===== RECORDS SHOWN =====
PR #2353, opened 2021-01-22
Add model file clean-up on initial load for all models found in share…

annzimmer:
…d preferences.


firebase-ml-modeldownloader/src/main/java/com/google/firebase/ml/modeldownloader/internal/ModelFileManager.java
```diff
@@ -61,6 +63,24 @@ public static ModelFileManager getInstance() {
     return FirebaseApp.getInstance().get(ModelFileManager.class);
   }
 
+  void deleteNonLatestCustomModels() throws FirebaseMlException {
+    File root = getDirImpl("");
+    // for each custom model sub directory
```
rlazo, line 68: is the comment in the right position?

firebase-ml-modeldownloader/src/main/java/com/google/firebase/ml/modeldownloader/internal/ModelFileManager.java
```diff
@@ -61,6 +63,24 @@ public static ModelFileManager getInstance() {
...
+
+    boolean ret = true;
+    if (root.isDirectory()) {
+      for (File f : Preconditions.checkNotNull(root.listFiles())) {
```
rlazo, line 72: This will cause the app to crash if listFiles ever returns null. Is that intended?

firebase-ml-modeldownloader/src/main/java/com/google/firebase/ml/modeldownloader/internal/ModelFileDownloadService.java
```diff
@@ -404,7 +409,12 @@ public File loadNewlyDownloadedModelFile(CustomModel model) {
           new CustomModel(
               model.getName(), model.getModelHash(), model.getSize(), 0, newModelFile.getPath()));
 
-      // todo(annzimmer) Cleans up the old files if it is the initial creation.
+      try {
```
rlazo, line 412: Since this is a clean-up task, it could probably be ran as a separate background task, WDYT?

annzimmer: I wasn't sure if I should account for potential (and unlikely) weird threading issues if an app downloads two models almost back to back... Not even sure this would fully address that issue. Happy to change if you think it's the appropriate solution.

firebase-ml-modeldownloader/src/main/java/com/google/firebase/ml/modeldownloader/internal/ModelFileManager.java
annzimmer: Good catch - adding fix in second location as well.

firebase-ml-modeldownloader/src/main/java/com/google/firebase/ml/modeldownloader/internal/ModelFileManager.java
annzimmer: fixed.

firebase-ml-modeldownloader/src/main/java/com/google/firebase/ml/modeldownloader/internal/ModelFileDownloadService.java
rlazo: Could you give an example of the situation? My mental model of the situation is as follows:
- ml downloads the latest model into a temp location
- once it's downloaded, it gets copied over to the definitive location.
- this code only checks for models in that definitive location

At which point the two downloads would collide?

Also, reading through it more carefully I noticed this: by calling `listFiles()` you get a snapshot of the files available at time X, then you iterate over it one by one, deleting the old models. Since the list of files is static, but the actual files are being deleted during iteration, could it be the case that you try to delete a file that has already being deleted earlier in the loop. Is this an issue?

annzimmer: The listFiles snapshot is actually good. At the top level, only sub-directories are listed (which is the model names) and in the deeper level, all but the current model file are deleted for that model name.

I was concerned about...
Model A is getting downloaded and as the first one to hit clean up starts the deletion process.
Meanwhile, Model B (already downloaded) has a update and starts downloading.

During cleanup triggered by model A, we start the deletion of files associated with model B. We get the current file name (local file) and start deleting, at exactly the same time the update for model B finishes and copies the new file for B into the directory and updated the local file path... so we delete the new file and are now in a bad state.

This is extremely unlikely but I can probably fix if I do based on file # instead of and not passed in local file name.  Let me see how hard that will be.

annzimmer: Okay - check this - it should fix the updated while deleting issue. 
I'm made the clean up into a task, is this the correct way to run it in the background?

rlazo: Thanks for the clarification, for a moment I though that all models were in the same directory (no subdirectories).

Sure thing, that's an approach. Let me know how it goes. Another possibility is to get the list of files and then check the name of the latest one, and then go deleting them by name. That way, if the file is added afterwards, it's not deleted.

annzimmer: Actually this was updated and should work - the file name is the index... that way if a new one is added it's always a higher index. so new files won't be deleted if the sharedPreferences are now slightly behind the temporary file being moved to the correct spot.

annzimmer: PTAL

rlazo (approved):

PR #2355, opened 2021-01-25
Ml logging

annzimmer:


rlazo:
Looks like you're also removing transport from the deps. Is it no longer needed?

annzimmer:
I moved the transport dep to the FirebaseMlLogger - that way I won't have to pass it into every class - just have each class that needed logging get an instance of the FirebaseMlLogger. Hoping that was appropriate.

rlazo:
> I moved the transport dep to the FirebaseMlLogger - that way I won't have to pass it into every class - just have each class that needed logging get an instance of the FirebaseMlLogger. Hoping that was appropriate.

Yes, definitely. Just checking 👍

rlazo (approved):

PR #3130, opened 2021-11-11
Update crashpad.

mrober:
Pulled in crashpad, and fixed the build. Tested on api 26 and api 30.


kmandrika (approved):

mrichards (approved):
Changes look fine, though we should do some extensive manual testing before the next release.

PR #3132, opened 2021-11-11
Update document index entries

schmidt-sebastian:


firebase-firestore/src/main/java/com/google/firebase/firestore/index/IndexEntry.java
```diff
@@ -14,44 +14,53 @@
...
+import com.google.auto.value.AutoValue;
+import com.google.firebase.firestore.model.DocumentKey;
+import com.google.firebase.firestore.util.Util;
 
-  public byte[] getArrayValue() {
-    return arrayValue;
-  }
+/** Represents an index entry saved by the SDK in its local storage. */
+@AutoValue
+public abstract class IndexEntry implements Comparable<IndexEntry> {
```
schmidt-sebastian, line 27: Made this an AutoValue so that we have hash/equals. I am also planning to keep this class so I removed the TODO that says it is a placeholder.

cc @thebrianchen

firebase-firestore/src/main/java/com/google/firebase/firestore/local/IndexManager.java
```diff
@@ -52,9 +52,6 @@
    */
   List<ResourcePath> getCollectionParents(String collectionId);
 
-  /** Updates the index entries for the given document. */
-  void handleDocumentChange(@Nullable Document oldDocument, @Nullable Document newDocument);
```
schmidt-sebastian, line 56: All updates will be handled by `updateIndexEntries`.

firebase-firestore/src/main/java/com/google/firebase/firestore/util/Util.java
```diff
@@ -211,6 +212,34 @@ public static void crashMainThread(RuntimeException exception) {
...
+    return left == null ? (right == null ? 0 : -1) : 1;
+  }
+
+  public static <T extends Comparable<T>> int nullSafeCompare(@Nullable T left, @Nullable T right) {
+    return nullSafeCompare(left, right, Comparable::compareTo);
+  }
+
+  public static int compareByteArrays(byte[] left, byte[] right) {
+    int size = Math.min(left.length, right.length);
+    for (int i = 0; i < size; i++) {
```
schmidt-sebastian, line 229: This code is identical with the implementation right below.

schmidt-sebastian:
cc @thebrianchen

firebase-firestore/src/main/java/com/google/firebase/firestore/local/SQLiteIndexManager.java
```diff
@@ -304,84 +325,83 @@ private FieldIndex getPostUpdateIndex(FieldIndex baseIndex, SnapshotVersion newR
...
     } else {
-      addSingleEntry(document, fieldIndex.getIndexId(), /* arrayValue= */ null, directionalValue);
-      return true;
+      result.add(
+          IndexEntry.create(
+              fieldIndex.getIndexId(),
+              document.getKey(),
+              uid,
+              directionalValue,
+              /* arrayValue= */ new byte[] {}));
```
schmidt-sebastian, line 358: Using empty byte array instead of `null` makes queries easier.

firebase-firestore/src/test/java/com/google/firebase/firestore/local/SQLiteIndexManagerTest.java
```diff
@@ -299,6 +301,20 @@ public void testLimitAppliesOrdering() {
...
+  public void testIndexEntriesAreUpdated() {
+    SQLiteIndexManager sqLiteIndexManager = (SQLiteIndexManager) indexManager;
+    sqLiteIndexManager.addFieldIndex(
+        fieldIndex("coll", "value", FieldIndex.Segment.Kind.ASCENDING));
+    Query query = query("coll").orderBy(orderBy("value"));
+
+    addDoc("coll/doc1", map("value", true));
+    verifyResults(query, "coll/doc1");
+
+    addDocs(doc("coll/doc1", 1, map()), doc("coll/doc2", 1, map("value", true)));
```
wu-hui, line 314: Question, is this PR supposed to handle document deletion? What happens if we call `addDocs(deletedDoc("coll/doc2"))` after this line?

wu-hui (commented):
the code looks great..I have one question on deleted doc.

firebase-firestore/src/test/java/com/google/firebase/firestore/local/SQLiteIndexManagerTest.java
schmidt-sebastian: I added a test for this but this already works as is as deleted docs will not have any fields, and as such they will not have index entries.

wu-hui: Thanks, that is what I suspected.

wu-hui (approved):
=====
===== RECORDS SHOWN =====
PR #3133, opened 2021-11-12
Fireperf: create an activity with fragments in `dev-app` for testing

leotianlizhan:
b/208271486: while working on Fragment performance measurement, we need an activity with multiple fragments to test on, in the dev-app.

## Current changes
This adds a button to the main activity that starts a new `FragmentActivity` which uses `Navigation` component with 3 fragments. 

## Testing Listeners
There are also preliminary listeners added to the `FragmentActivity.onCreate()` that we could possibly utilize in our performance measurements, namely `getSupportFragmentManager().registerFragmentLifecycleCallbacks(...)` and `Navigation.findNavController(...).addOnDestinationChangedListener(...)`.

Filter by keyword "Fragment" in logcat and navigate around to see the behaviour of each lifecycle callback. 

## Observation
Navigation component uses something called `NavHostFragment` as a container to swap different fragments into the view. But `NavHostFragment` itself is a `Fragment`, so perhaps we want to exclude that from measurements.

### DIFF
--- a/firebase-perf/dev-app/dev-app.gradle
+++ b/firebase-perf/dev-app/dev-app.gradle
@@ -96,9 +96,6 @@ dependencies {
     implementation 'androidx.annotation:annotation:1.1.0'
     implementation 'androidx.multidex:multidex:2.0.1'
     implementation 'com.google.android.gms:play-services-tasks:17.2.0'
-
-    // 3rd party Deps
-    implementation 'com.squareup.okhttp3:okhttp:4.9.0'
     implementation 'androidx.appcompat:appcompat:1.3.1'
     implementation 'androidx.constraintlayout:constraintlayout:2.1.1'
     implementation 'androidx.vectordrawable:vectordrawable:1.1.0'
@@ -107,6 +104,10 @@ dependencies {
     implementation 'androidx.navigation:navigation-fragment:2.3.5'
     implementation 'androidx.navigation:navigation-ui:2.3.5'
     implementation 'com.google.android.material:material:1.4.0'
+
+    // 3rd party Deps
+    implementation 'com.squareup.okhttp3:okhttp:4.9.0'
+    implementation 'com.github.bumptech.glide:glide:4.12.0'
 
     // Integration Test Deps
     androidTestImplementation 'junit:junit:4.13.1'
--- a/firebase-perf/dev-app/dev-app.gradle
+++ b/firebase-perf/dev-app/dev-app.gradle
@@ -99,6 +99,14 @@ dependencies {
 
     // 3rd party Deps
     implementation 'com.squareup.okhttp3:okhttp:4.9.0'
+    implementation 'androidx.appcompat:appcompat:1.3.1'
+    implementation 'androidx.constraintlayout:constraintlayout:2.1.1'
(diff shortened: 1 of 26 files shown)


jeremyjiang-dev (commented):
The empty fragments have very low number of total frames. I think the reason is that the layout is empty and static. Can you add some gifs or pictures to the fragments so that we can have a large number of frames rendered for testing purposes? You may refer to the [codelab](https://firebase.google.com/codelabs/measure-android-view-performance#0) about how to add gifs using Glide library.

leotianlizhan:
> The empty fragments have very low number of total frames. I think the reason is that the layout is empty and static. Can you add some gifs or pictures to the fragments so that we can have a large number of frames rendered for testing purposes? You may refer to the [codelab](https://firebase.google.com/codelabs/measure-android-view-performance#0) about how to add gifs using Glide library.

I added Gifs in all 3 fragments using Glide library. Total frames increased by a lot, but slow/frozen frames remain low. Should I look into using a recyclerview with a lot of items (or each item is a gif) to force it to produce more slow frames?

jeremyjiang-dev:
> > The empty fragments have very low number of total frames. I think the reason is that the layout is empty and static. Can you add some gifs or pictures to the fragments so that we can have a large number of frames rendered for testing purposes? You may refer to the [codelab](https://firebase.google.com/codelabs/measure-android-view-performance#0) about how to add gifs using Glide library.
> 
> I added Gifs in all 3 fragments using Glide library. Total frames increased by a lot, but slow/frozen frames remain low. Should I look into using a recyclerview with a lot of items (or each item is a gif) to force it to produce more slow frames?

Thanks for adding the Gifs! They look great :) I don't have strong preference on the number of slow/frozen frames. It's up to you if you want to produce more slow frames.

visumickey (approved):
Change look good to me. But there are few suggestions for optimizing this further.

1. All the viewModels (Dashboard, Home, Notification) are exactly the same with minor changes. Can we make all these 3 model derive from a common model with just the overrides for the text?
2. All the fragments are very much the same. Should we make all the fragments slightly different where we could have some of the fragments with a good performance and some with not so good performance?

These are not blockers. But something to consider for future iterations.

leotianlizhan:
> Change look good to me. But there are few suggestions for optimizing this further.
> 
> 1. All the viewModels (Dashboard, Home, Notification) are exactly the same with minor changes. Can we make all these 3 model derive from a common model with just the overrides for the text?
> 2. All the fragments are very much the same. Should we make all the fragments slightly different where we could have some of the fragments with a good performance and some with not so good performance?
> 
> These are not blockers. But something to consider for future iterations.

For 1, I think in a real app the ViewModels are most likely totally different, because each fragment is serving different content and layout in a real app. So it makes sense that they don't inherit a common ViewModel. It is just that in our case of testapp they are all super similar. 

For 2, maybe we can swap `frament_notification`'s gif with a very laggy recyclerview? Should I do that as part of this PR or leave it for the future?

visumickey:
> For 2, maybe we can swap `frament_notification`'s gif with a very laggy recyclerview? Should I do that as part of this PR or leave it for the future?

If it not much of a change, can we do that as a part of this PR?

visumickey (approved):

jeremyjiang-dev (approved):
=====
===== RECORDS SHOWN =====
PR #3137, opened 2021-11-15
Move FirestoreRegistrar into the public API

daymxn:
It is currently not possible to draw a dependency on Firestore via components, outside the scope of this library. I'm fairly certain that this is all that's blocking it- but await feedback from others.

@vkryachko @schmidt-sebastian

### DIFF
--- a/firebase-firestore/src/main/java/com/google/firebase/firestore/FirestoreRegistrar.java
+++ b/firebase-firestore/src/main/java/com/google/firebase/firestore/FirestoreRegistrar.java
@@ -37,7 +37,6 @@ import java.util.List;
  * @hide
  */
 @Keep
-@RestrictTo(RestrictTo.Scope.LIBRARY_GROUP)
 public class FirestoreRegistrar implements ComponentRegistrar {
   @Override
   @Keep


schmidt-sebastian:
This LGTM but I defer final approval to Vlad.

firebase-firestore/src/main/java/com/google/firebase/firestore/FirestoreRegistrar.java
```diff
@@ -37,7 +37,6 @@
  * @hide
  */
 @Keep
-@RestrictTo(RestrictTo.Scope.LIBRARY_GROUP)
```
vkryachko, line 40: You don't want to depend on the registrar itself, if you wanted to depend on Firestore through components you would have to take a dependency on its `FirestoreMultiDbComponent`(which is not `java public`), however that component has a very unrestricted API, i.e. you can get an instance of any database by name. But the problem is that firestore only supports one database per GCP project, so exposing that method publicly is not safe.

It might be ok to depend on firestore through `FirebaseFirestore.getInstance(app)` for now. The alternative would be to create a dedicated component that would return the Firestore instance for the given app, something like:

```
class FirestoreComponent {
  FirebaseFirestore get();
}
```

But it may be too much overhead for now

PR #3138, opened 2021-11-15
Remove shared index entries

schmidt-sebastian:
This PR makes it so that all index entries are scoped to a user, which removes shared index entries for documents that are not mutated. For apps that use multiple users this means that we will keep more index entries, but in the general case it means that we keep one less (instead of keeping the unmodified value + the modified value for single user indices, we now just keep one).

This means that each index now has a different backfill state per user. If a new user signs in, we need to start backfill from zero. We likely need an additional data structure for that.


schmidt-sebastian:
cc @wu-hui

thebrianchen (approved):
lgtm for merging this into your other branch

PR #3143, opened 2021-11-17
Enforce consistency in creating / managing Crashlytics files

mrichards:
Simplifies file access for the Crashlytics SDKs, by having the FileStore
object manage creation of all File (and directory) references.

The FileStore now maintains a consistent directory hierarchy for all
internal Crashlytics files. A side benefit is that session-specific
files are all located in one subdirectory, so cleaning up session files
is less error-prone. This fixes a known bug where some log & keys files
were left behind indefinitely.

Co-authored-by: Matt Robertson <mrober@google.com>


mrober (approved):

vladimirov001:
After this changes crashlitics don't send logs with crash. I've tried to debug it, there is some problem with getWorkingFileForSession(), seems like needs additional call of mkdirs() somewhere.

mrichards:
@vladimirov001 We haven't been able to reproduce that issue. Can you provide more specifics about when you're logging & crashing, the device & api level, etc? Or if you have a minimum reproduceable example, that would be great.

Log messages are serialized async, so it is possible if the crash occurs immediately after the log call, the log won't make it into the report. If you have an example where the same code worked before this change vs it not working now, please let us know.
=====
■ REQUIRED WORK
Copy only this part of the entries above: the line with "annzimmer: Okay - check", the line with "rlazo: Thanks for", and the lines between, all exactly as written.

■ EXPECTED ANSWER
annzimmer: Okay - check this - it should fix the updated while deleting issue. 
I'm made the clean up into a task, is this the correct way to run it in the background?

rlazo: Thanks for the clarification, for a moment I though that all models were in the same directory (no subdirectories).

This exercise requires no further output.